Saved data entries
· · · ·

Issue #1216, opened 2021-10-05
Controlling the rate of DAG block production to maintain a desired forking rate / DAG efficiency


justinsnapp:
## Is your feature request related to a problem? Please describe.

As more nodes get delegate to we have an increasing DAG block production rate.   In general the number of nodees that can be delegate to is variable, starting with a small number of genesis and increasing to perhaps some cap.  Particularly in the testnet, there is no real cap on the number of delegated to nodes at present.

The two competing goals are to have (1) rapid block production (as many proposers as possible able to generate DAG blocks as quickly as possible) WHILE (2) maintaining a finite amount of forking and maximizing DAG efficiency.

At high DAG block generation rate we see the same transactions packed into multiple blocks and lots of blocks at the same level.

The relationship between DAG generation parameters and block efficiency is not easily calculated as it can depend on the connectivity and network diameter of the proposing nodes.   In the limit of small network diameter and good coordination then high block generation rate with high DAG efficiency is of course possible. (At the cost of centralization.)

## Describe the solution you'd like.

We have lots of "knobs" we can adjust to use feedback to achieve a balance.  This is illustrated in the graph showing the relevant DAG proposal parameters for VRF and VDF based proposal...

```
        VDF
          |
          |
          |
          |
          |                       ________________________
vdf stale T  `  `   `  `  `  `  ` |
          |                       |
          |                       |
          |                       |
          |                       |
          |                       |
          |                       |
          |                       |
vdf max   T   `  `   `  `   `  ` /.
          |                     /
          |                    /  .
          |                   /
          |                  /    . 
          |                 /      
          |                /      .
          |               /        
          |              /        .
          |             /
          |            /          .
vdf min   T  `  `  `  |
          |           |           .
          |           |
          |           |           .
          |           |
          |           |           .
          |           |
          |           |           .
          |           |
           -----------+-----------+-------------------------> VRF Value
                   vrf_omit     vrf_stale

```

### Two feedback approaches

There are multiple ways to determine an error signal for the feedback loop.    Two likely approaches are to:

1. Define a target DAG efficiency.   Efficiency for any given PBFT block being defined as sum (unique transactions) over all DAG blocks in a PBFT block divided by the sum (transactions in a DAG block) over all DAG blocks in a PBFT block. 

2. Define a target forking rate.   A proxy for forking rate can be defined as total number of DAG blocks / length of the anchor chain in a PBFT block.

[...]

PR #1233, opened 2021-10-18
Adjust vrf params

kstdl:
## Purpose

Controlling the rate of DAG block production to maintain a desired DAG efficiency. It is done by VRF params manipulation which adjusts DAG block producers count.

## Related Github issues

https://github.com/Taraxa-project/taraxa-node/issues/1216

## Tests

Implementing the test suite that will check the whole adjusting algorithm

### DIFF
--- a/libraries/aleth/libdevcore/CommonJS.h
+++ b/libraries/aleth/libdevcore/CommonJS.h
@@ -3,6 +3,8 @@
 // Licensed under the GNU General Public License, Version 3.
 #pragma once
 
+#include <json/json.h>
+
 #include <string>
 
 #include "CommonData.h"
@@ -91,5 +93,13 @@ inline u256 jsToU256(std::string const& _s) { return jsToInt<32>(_s); }
 inline uint64_t jsToInt(std::string const& _s) { return std::stoull(_s, 0, 16); }
 
 inline std::string jsToDecimal(std::string const& _s) { return toString(jsToU256(_s)); }
+
+inline uint64_t getUInt(const Json::Value& v) {
+  if (v.isString()) {
+    return dev::jsToInt(v.asString());
+  }
+
+  return v.asUInt64();
+}
 
 }  // namespace dev
--- a/libraries/cli/include/cli/devnet_config.hpp
+++ b/libraries/cli/include/cli/devnet_config.hpp
@@ -142,7 +142,7 @@ const char *devnet_json = R"foo({
     "sortition": {
       "changes_count_for_average": "0x5",
       "max_interval_correction": "0x3E8",
-      "target_dag_efficiency": "0x1388",
+      "dag_efficiency_targets": ["0x12C0", "0x1450"],
       "computation_interval": "0x32",
       "vrf": {
         "threshold_upper": "0xbffd",
--- a/libraries/cli/include/cli/devnet_config.hpp
+++ b/libraries/cli/include/cli/devnet_config.hpp
@@ -139,13 +139,17 @@ const char *devnet_json = R"foo({
     "replay_protection_service": {
       "range": "0xa"
     },
-    "vdf": {
-      "difficulty_max": "0x12",
-      "difficulty_min": "0x10",
-      "threshold_selection": "0xbffd",
-      "threshold_vdf_omit": "0x6bf7",
-      "difficulty_stale": "0x13",
-      "lambda_bound": "0x64"
+    "sortition": {
+      "vrf": {
+        "threshold_upper": "0xbffd",
+        "threshold_lower": "0x6bf7"
+      },
+      "vdf": {
+        "difficulty_max": "0x12",
+        "difficulty_min": "0x10",
+        "difficulty_stale": "0x13",
+        "lambda_bound": "0x64"
+      }
     }
   }
 }
--- a/libraries/cli/include/cli/devnet_config.hpp
+++ b/libraries/cli/include/cli/devnet_config.hpp
@@ -140,6 +140,10 @@ const char *devnet_json = R"foo({
       "range": "0xa"
     },
     "sortition": {
+      "changes_count_for_average": "0x5",
+      "max_interval_correction": "0x3E8",
+      "target_dag_efficiency": "0x1388",
+      "computation_interval": "0x32",
       "vrf": {
         "threshold_upper": "0xbffd",
         "threshold_lower": "0x6bf7"
--- a/libraries/core_libs/consensus/include/dag/sortition_params_manager.hpp
+++ b/libraries/core_libs/consensus/include/dag/sortition_params_manager.hpp
@@ -13,10 +13,10 @@ struct SortitionParamsChange {
   uint16_t actual_correction_per_percent = 1;
 
   SortitionParamsChange() = default;
-  SortitionParamsChange(uint64_t period, uint16_t efficiency, VrfParams const& vrf);
-  SortitionParamsChange(uint64_t period, uint16_t efficiency, VrfParams const& vrf,
-                        SortitionParamsChange const& previous);
-  static SortitionParamsChange from_rlp(dev::RLP const& rlp);
+  SortitionParamsChange(uint64_t period, uint16_t efficiency, const VrfParams& vrf);
+  SortitionParamsChange(uint64_t period, uint16_t efficiency, const VrfParams& vrf,
+                        const SortitionParamsChange& previous);
+  static SortitionParamsChange from_rlp(const dev::RLP& rlp);
   bytes rlp() const;
 
   /**
@@ -25,26 +25,22 @@ struct SortitionParamsChange {
    * Current efficiency is 72%. Based on past calculations, we changed the parameter to 100.
    * The interval efficiency after these changes was 74%. It turns out that it has changed by 2%, but not the 3% as we
    * need Therefore, the required changePerPercent is equal `100 / 2 = 50`, and not `100 / 3 = 33.(3)` as it was before
+   *
+   * @param previous previous params change data
+   * @returns params correction per percent
    */
-  uint16_t correctionPerPercent(SortitionParamsChange const& previous) const;
+  uint16_t correctionPerPercent(const SortitionParamsChange& previous) const;
 };
 
 class SortitionParamsManager {
-  SortitionConfig config_;
-  std::shared_ptr<DbStorage> db_;
-  std::vector<uint16_t> dag_efficiencies_;
-  std::deque<SortitionParamsChange> params_changes_;
-  std::optional<SortitionParamsChange> calculateChange(const uint64_t period);
-  int32_t getChange(const uint64_t period, const uint16_t efficiency) const;
-  void cleanup();
-
  public:
-  SortitionParamsManager(SortitionConfig sort_conf, std::shared_ptr<DbStorage> db);
+  SortitionParamsManager(const addr_t& node_addr, SortitionConfig sort_conf, std::shared_ptr<DbStorage> db);
   SortitionParams getSortitionParams(std::optional<uint64_t> for_period = {}) const;
   uint64_t currentProposalPeriod() const;
   /**
    * Calculates the average correction from previous changes we store in memory.
    * We can regulate corrections count by removing oldest elements of  params_changes_ collection
+   * @returns average of corrections per percent for the latest `config_.changes_count_for_average` elements
    */
   uint16_t averageCorrectionPerPercent() const;
 
@@ -52,6 +48,8 @@ class SortitionParamsManager {
    * Calculating DAG efficiency in passed SyncBlock(PBFT)
    * DAG efficiency is count of unique transactions over all DAG blocks in a PBFT block divided by the count over all
    * DAG blocks in a PBFT block.
+   * @param block SyncBlock to calculate its efficiency
+   * @returns DAG efficiency
    */
   uint16_t calculateDagEfficiency(const SyncBlock& block) const;
 
@@ -59,13 +57,25 @@ class SortitionParamsManager {
    * Called from PbftManager.pushPbftBlock_()
    * Calculates and stores needed data on every block.
    * Every `computation_interval` blocks from config launches `recalculate` based on previous data
+   * @param block SyncBlock to process
+   * @param batch DB batch in which all changes  will be added
    */
   void pbftBlockPushed(const SyncBlock& block, DbStorage::Batch& batch);
 
   /**
-   * Calculate average DAG efficiency from dag_efficiencies_
+   * Calculate average DAG efficiency from dag_efficiencies_. Used at the end of interval.
+   * @returns average DAG efficiency in current interval
    */
   uint16_t averageDagEfficiency();
+
+ private:
+  SortitionConfig config_;
+  std::shared_ptr<DbStorage> db_;
+  std::vector<uint16_t> dag_efficiencies_;
+  std::deque<SortitionParamsChange> params_changes_;
+  std::optional<SortitionParamsChange> calculateChange(uint64_t period);
+  int32_t getChange(uint64_t period, uint16_t efficiency) const;
+  void cleanup(uint64_t current_period);
 
   LOG_OBJECTS_DEFINE
 };
--- a/libraries/core_libs/consensus/include/dag/sortition_params_manager.hpp
+++ b/libraries/core_libs/consensus/include/dag/sortition_params_manager.hpp
@@ -1,0 +1,70 @@
+#pragma once
+
+#include "pbft/sync_block.hpp"
+#include "storage/storage.hpp"
+#include "vdf/config.hpp"
+
+namespace taraxa {
+
+struct SortitionParamsChange {
+  VrfParams vrf_params_;
+  uint16_t interval_efficiency_ = 0;
+  uint16_t actual_correction_per_percent_ = 1;
+
+  SortitionParamsChange() = default;
+  SortitionParamsChange(uint16_t efficiency, VrfParams const& vrf);
+  SortitionParamsChange(uint16_t efficiency, VrfParams const& vrf, SortitionParamsChange const& previous);
+  static SortitionParamsChange from_rlp(dev::RLP const& rlp);
+  bytes rlp() const;
+
+  /**
+   * Calculates needed correction of VRF params per DAG efficiency percent
+   * This calculates parameter change which is necessary to change the efficiency by 1 percent. For example:
+   * Current efficiency is 72%. Based on past calculations, we changed the parameter to 100.
+   * The interval efficiency after these changes was 74%. It turns out that it has changed by 2%, but not the 3% as we
+   * need Therefore, the required changePerPercent is equal `100 / 2 = 50`, and not `100 / 3 = 33.(3)` as it was before
+   */
+  uint16_t correctionPerPercent(SortitionParamsChange const& previous) const;
+};
+
+class SortitionParamsManager {
+  SortitionConfig config_;
+  std::shared_ptr<DbStorage> db_;
+  std::vector<uint16_t> dag_efficiencies_;
+  std::deque<SortitionParamsChange> params_changes_;
+  void recalculate(const uint64_t period);
+  int32_t getChange(const uint64_t period, const uint16_t efficiency) const;
+
+ public:
+  SortitionParamsManager(SortitionConfig sort_conf, std::shared_ptr<DbStorage> db);
+  const SortitionParams& getSortitionParams() const { return config_; }
+
+  /**
+   * Calculates the average correction from previous changes we store in memory.
+   * We can regulate corrections count by removing oldest elements of  params_changes_ collection
+   */
+  uint16_t averageCorrectionPerPercent() const;
+
+  /**
+   * Calculating DAG efficiency in passed SyncBlock(PBFT)
+   * DAG efficiency is count of unique transactions over all DAG blocks in a PBFT block divided by the count over all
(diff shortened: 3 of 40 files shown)


libraries/core_libs/consensus/include/dag/sortition_params_manager.hpp
```diff
@@ -0,0 +1,73 @@
...
+   * This calculates parameter change which is necessary to change the efficiency by 1 percent. For example:
+   * Current efficiency is 72%. Based on past calculations, we changed the parameter to 100.
+   * The interval efficiency after these changes was 74%. It turns out that it has changed by 2%, but not the 3% as we
+   * need Therefore, the required changePerPercent is equal `100 / 2 = 50`, and not `100 / 3 = 33.(3)` as it was before
+   */
+  uint16_t correctionPerPercent(SortitionParamsChange const& previous) const;
+};
+
+class SortitionParamsManager {
+  SortitionConfig config_;
```
JakubFornadel, line 33: we are trying to follow google c++ style. Class should start with public section, followed by protected an private:
https://google.github.io/styleguide/cppguide.html#Declaration_Order

libraries/core_libs/consensus/include/dag/sortition_params_manager.hpp
```diff
@@ -0,0 +1,73 @@
...
+  std::optional<SortitionParamsChange> calculateChange(const uint64_t period);
+  int32_t getChange(const uint64_t period, const uint16_t efficiency) const;
+  void cleanup();
+
+ public:
+  SortitionParamsManager(addr_t node_addr, SortitionConfig sort_conf, std::shared_ptr<DbStorage> db);
+  SortitionParams getSortitionParams(std::optional<uint64_t> for_period = {}) const;
+  uint64_t currentProposalPeriod() const;
+  /**
+   * Calculates the average correction from previous changes we store in memory.
```
JakubFornadel, line 46: We did not really have any discussion about it on meeting but I think we all could start using doxygen for comments and maybe some day even have some basic auto-generated doc

libraries/core_libs/consensus/include/pbft/block_proposer.hpp
```diff
@@ -41,21 +41,21 @@ class ProposeModelFace {
 
 class SortitionPropose : public ProposeModelFace {
  public:
-  SortitionPropose(VdfConfig const& vdf_config, addr_t node_addr, std::shared_ptr<DagManager> dag_mgr,
+  SortitionPropose(addr_t node_addr, std::shared_ptr<DagManager> dag_mgr, std::shared_ptr<DagBlockManager> dag_blk_mgr,
                    std::shared_ptr<TransactionManager> trx_mgr)
-      : vdf_config_(vdf_config), dag_mgr_(dag_mgr), trx_mgr_(trx_mgr) {
+      : dag_mgr_(dag_mgr), dag_blk_mgr_(std::move(dag_blk_mgr)), trx_mgr_(trx_mgr) {
```
JakubFornadel, line 46: std::move(dag_mgr) & std::move(trx_mgr)

libraries/core_libs/consensus/src/dag/sortition_params_manager.cpp
```diff
@@ -0,0 +1,176 @@
...
+  p.period = rlp[2].toInt<uint64_t>();
+  p.interval_efficiency = rlp[3].toInt<uint16_t>();
+  p.actual_correction_per_percent = rlp[4].toInt<uint16_t>();
+
+  return p;
+}
+
+SortitionParamsManager::SortitionParamsManager(addr_t node_addr, SortitionConfig sort_conf,
+                                               std::shared_ptr<DbStorage> db)
+    : config_(sort_conf), db_(db) {
```
JakubFornadel, line 60: std::move(db)

libraries/core_libs/consensus/src/dag/sortition_params_manager.cpp
```diff
@@ -0,0 +1,176 @@
...
+  // restore VRF params from last change
+  if (!params_changes_.empty()) {
+    config_.vrf = params_changes_.back().vrf_params;
+  }
+
+  dag_efficiencies_.reserve(config_.computation_interval);
+  dag_efficiencies_ = db_->getLastIntervalEfficiencies(config_.computation_interval);
+}
+uint64_t SortitionParamsManager::currentProposalPeriod() const {
+  if (params_changes_.empty()) return 0;
```
JakubFornadel, line 73: I guess we should decide if we want to use parentheses for 1-line if's or not

JakubFornadel:
Overall nice PR with good code structure and proper comments. Well done :)

libraries/core_libs/consensus/src/dag/sortition_params_manager.cpp
kstdl: I am ok with this parentheses. But I think for this kind of simple condition checks(just one condition inside and simple return or value setting) we could have it in one line because it is pretty readable. 
But from the other side this rule seems to be very complicated

kstdl: But I think we should just use rules from the styleguide about it and do not create a new exceptions.
Because if we will introduce some exceptions to it - it will be a new style and we should kind support it like create a doc with a description and ideally change clang-format rules and I dont think it is worth it, etc

JakubFornadel: https://google.github.io/styleguide/cppguide.html#Conditionals

- For historical reasons, we allow one exception to the above rules: if an if statement has no else or else if clauses, then the curly braces for the controlled statement or the line breaks inside the curly braces may be omitted

Well official google style guide allows not to use braces for historical reasons... Seems to me that there was a lot of legacy code with such `if's` so they created this exception. Anyway "always use braces" is just bulletproof rule so I personally would vote for it :)

libraries/cli/include/cli/devnet_config.hpp
```diff
@@ -59,7 +59,7 @@ const char *devnet_json = R"foo({
         "verbosity": "ERROR",
         "channels": [
           {
-            "name": "SUMMARY",
+            "name": "DEBUG",
```
gaoqi8649, line 62: mistake here, change name to DEBUG

JakubFornadel (approved):

mfrankovi (approved):

libraries/core_libs/consensus/src/dag/sortition_params_manager.cpp
```diff
@@ -0,0 +1,176 @@
...
+  for (auto prev = params_changes_.rbegin(), it = params_changes_.rbegin(); it != params_changes_.rend(); prev = it++) {
+    auto upper_bound = prev->period;
+    if (it->period == upper_bound) {
+      upper_bound = it->period + config_.computation_interval;
+    }
+    if (period >= it->period && period < upper_bound) {
+      p.vrf = it->vrf_params;
+    }
+  }
+  return std::move(p);
```
MatusKysel, line 92: no need to move on return

tests/sortition_test.cpp
```diff
@@ -0,0 +1,399 @@
...
+  for (size_t i = 0; i < count; ++i) {
+    res.push_back(dev::h256(i));
+  }
+  return res;
+}
+
+SyncBlock createBlock(uint64_t period, uint16_t efficiency, size_t dag_blocks_count = 5) {
+  // produced transactions count should be equal to or multiple of this value to produce block with accurate enough
+  // efficiency
+  const size_t TRX_COUNT = 100 * ONE_PERCENT;
```
MatusKysel, line 23: I think for both `TRX_COUNT` and `ONE_PERCENT` we should use google-style -> `kTrxCount` and `kOnePercent`

libraries/core_libs/consensus/src/dag/sortition_params_manager.cpp
```diff
@@ -0,0 +1,176 @@
...
+  p.period = rlp[2].toInt<uint64_t>();
+  p.interval_efficiency = rlp[3].toInt<uint16_t>();
+  p.actual_correction_per_percent = rlp[4].toInt<uint16_t>();
+
+  return p;
+}
+
+SortitionParamsManager::SortitionParamsManager(const addr_t& node_addr, SortitionConfig sort_conf,
+                                               std::shared_ptr<DbStorage> db)
+    : config_(sort_conf), db_(std::move(db)) {
```
MatusKysel, line 60: config_(std::move(sort_conf))

libraries/core_libs/storage/src/storage.cpp
```diff
@@ -375,6 +376,63 @@ void DbStorage::saveDagBlock(DagBlock const& blk, Batch* write_batch_p) {
...
+  insert(batch, Columns::pbft_block_dag_efficiency, toSlice(period), toSlice(efficiency));
+}
+
+std::vector<uint16_t> DbStorage::getLastIntervalEfficiencies(uint16_t computation_interval) {
+  std::vector<uint16_t> efficiencies;
+
+  auto it =
+      std::unique_ptr<rocksdb::Iterator>(db_->NewIterator(read_options_, handle(Columns::pbft_block_dag_efficiency)));
+  it->SeekToLast();
+  const auto last_period = FromSlice<uint64_t>(it->key().data());
```
MatusKysel, line 390: from my experience ordering is not guaranteed by rocksDB, so this it not good.

libraries/core_libs/storage/src/storage.cpp
```diff
@@ -375,6 +376,63 @@ void DbStorage::saveDagBlock(DagBlock const& blk, Batch* write_batch_p) {
...
+    // order doesn't matter
+    efficiencies.push_back(FromSlice<uint16_t>(it->value()));
+    it->Prev();
+  }
+
+  return efficiencies;
+}
+
+void DbStorage::cleanupDagEfficiencies(DbStorage::Batch& batch) {
+  forEach(Columns::pbft_block_dag_efficiency,
```
MatusKysel, line 404: check `DeleteRange`

libraries/core_libs/storage/src/storage.cpp
```diff
@@ -375,6 +376,63 @@ void DbStorage::saveDagBlock(DagBlock const& blk, Batch* write_batch_p) {
...
+void DbStorage::saveSortitionParamsChange(uint64_t period, SortitionParamsChange params, Batch& batch) {
+  insert(batch, Columns::sortition_params_change, toSlice(period), toSlice(params.rlp()));
+}
+
+std::deque<SortitionParamsChange> DbStorage::getLastSortitionParams(size_t count) {
+  std::deque<SortitionParamsChange> changes;
+
+  auto it =
+      std::unique_ptr<rocksdb::Iterator>(db_->NewIterator(read_options_, handle(Columns::sortition_params_change)));
+  for (it->SeekToLast(); it->Valid() && changes.size() < count; it->Prev()) {
```
MatusKysel, line 418: same as before, I think ordering is not guaranteed

libraries/types/dag_block/src/dag_block.cpp
```diff
@@ -36,25 +36,22 @@ DagBlock::DagBlock(string const &json)
...
       }()) {}
 
-DagBlock::DagBlock(Json::Value const &doc) {
-  if (auto const &v = doc["level"]; v.isString()) {
-    level_ = dev::jsToInt(v.asString());
-  } else {
-    // this was inconsistent with getJson()
-    // fixme: eliminate this branch
-    level_ = v.asUInt64();
+uint64_t getUInt(auto const &v) {
```
MatusKysel, line 39: let's move this to `CommonJS.h` or maybe there is better file for that

libraries/core_libs/storage/src/storage.cpp
kstdl: https://github.com/facebook/rocksdb/wiki/RocksDB-Overview#3-high-level-architecture
So if I am understanding it correctly that means that we have values in column sorted by key

libraries/core_libs/consensus/src/dag/sortition_params_manager.cpp
kstdl: I forgot why I did this, but during the build I got an error. So it is needed I guess 
```
taraxa-node/libraries/core_libs/consensus/src/dag/sortition_params_manager.cpp:92:10: error: local variable 'p' will be copied despite being returned by name [-Werror,-Wreturn-std-move]
  return p;
         ^
taraxa-node/libraries/core_libs/consensus/src/dag/sortition_params_manager.cpp:92:10: note: call 'std::move' explicitly to avoid copying
  return p;
         ^
         std::move(p)
```

MatusKysel: hmm, I think you've got this warning because p is reference.If it is so, then there is a bug as you are changing config_ basically

MatusKysel: can you try to replace `auto` for `SortitionParams`

libraries/aleth/libdevcore/CommonJS.h
```diff
@@ -92,4 +92,12 @@ inline uint64_t jsToInt(std::string const& _s) { return std::stoull(_s, 0, 16);
 
 inline std::string jsToDecimal(std::string const& _s) { return toString(jsToU256(_s)); }
 
+inline uint64_t getUInt(auto const& v) {
```
JakubFornadel, line 95: why not simply const std::string& if you dont call with with any other argument type ?

libraries/types/dag_block/src/dag_block.cpp
```diff
@@ -37,24 +37,13 @@ DagBlock::DagBlock(string const &json)
...
 
 DagBlock::DagBlock(Json::Value const &doc) {
-  if (auto const &v = doc["level"]; v.isString()) {
-    level_ = dev::jsToInt(v.asString());
-  } else {
-    // this was inconsistent with getJson()
-    // fixme: eliminate this branch
-    level_ = v.asUInt64();
-  }
+  level_ = dev::getUInt(doc["level"]);
```
JakubFornadel, line 40: not sure where is this used but I am not a big fan of this silent return of some default value as we have no chance to notice that. Shouldnt all these fields be mandatory ?

libraries/types/dag_block/src/dag_block.cpp
```diff
@@ -37,24 +37,13 @@ DagBlock::DagBlock(string const &json)
...
   sig_ = sig_t(doc["sig"].asString());
   pivot_ = blk_hash_t(doc["pivot"].asString());
-  if (auto const &v = doc["timestamp"]; v.isString()) {
-    timestamp_ = dev::jsToInt(v.asString());
-  } else {
-    // this was inconsistent with getJson()
-    // fixme: eliminate this branch
-    timestamp_ = v.asUInt64();
-  }
+  timestamp_ = dev::getUInt(doc["timestamp"]);
```
JakubFornadel, line 46: same here

libraries/vdf/include/vdf/config.hpp
```diff
@@ -2,49 +2,68 @@
...
   uint16_t lambda_bound = 1500;  // lambda upper bound, should be constant
 };
-Json::Value enc_json(VdfConfig const& obj);
-void dec_json(Json::Value const& json, VdfConfig& obj);
+
+struct SortitionParams {
+  SortitionParams() = default;
+  SortitionParams(SortitionParams&&) = default;
+  SortitionParams(SortitionParams const& config) = default;
+  SortitionParams(uint16_t const selection, uint16_t const threshold_lower, uint16_t const min, uint16_t const max,
```
JakubFornadel, line 27: it does not make sense to have const qualifier before uint16_t

libraries/vdf/include/vdf/config.hpp
```diff
@@ -2,49 +2,68 @@
...
   uint16_t difficulty_stale = 0;
   uint16_t lambda_bound = 1500;  // lambda upper bound, should be constant
 };
-Json::Value enc_json(VdfConfig const& obj);
-void dec_json(Json::Value const& json, VdfConfig& obj);
+
+struct SortitionParams {
+  SortitionParams() = default;
+  SortitionParams(SortitionParams&&) = default;
+  SortitionParams(SortitionParams const& config) = default;
```
JakubFornadel, line 26: const Type&

libraries/vdf/include/vdf/config.hpp
```diff
@@ -2,49 +2,68 @@
...
+  SortitionParams(uint16_t const selection, uint16_t const threshold_lower, uint16_t const min, uint16_t const max,
+                  uint16_t const stale, uint16_t const lambda_max_bound)
+      : vrf{selection, threshold_lower}, vdf{min, max, stale, lambda_max_bound} {}
+  SortitionParams(VrfParams vrf, VdfParams vdf) : vrf{vrf}, vdf{vdf} {}
```
JakubFornadel, line 30: const VrfParams&, const VdfParams& ?

libraries/aleth/libdevcore/CommonJS.h
kstdl: this function taking `Json::Value` argument, not `std::string`

kstdl: Specifying it explicitly is better, but we will need to link jsoncpp library to libdevcore.

libraries/types/dag_block/src/dag_block.cpp
kstdl: What do you mean by `silent return of some default value`? Where do you can see it?

JakubFornadel: when there is no "level" in doc

libraries/aleth/libdevcore/CommonJS.h
JakubFornadel: if those fields that you are parsing by this are mandatory (which probably should be), you would not even need this function - problem solved

libraries/core_libs/consensus/include/dag/sortition_params_manager.hpp
```diff
@@ -0,0 +1,83 @@
...
+namespace taraxa {
+
+struct SortitionParamsChange {
+  uint64_t period = 0;
+  VrfParams vrf_params;
+  uint16_t interval_efficiency = 0;
+  uint16_t actual_correction_per_percent = 1;
+
+  SortitionParamsChange() = default;
+  SortitionParamsChange(uint64_t period, uint16_t efficiency, VrfParams const& vrf);
```
JakubFornadel, line 16: please refactor new classes and refactored functions according to const Type& styling

libraries/core_libs/consensus/include/dag/sortition_params_manager.hpp
```diff
@@ -0,0 +1,83 @@
...
+   */
+  uint16_t averageDagEfficiency();
+
+ private:
+  SortitionConfig config_;
+  std::shared_ptr<DbStorage> db_;
+  std::vector<uint16_t> dag_efficiencies_;
+  std::deque<SortitionParamsChange> params_changes_;
+  std::optional<SortitionParamsChange> calculateChange(const uint64_t period);
+  int32_t getChange(const uint64_t period, const uint16_t efficiency) const;
```
JakubFornadel, line 77: const uint64_t...

libraries/aleth/libdevcore/CommonJS.h
kstdl: Maybe you didnt get what this function do. It is not about mandatory field or not. It is about the field type. If we passing int as string (for example `"52"`, but not just `52`), we should parse it different ways 
This code was in several places, so I just moved it to the function

libraries/core_libs/consensus/src/dag/sortition_params_manager.cpp
JakubFornadel: agree that std::move on return here is not ok

kstdl: Yeah it was a reference. But I didnt understand now why. I probably need to brush up on how the type inference for auto works

libraries/types/dag_block/src/dag_block.cpp
kstdl: If we want to change the logic here and  check if we have all fields in json then we should create a separate task for it and change it in all places

MatusKysel (approved):

libraries/core_libs/consensus/include/dag/sortition_params_manager.hpp
kstdl: It is also should be a separate PR or at least a commit if you want it for some reason it to be done in this PR. It is easier(or just not very harder) to change it in whole project then separate just my changes

kstdl: I did it just for new files and in some places in refactored code but maybe not in the all

gaoqi8649 (approved):

libraries/aleth/libdevcore/CommonJS.h
JakubFornadel: oh yeah I did not read the code properly and mistakenly translated `return v.asUInt64();` as returning some default uint64 value, my bad

libraries/core_libs/consensus/include/dag/sortition_params_manager.hpp
JakubFornadel: we agreed that we are going to follow our style for all new or refactored code :)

· · · ·

**Try it:** From the records above, copy each line that contains the word "returns".

**Response below:**
+   * @returns params correction per percent
+   * @returns average of corrections per percent for the latest `config_.changes_count_for_average` elements
+   * @returns DAG efficiency
+   * @returns average DAG efficiency in current interval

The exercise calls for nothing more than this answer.